The most common motive wave is an impulse. In an impulse, wave 4 does not enter the territory of (i.e., “overlap”) wave 1. This rule holds for all non-leveraged cash basis markets. Futures markets, with their extreme leverage, can induce short term price extremes that would not occur in cash markets. Even so, overlapping is usually confined to daily and intraday price fluctuations and even then is extremely rare. In addition, the actionary subwaves (1, 3 and 5) of an impulse are themselves motive, and subwave 3 is specifically an impulse. Figures 2, 3 and 4 all depict impulses in the 1, 3, 5, A and C wave positions.

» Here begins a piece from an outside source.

PR #6994, opened 2020-05-20
3.x: Fix recent groupBy tests sometimes failing with MBE

akarnokd:
These tests can fail with `MissingBackpressureException` because groups may not complete fast enough so `flatMap` can request more groups in time. This doesn't happen consistently but could fail the test on CI. The workaround is to allow any termination, not just normal completion. The reasoning is that the aim of the tests were to verify the operator doesn't hang.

As detailed in the preceding four paragraphs, there are only a few simple rules for interpreting impulses properly. A rule is so called because it governs all waves to which it applies. Typical, yet not inevitable, characteristics of waves are called guidelines, which are discussed in an upcoming section. A rule should never be disregarded. In many years of practice with countless patterns, the authors have found but one instance above Subminuette degree when all other rules and guidelines combined to suggest that a rule was broken. Analysts who routinely break any of the rules detailed in this section are practicing some form of analysis other than that guided by the Wave Principle. These rules have great practical utility in correct counting, which we will explore further in discussing extensions.

Truncation

A truncated fifth wave does not move beyond the end of the third. It can usually be verified by noting that the presumed fifth wave contains the necessary five subwaves, as illustrated in Figures 6. Truncation gives warning of underlying weakness or strength in the market. In application, a truncated fifth wave will often cut short an expected target. This annoyance is counterbalanced by its clear implications for persistence in the new direction of trend.